* TO DO
Every line below that includes "dependency" counts toward the total. Report that total alone.

(Beginning of DATASET CONTENT)

PR #3224, opened 2025-01-20
build(deps): docs dependency bumps

JoblersTune:

- Routine dependency updates and small changes for the updated Astro 5 bump.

(End of DATASET CONTENT)

* SOLUTION TO THIS PROBLEM
2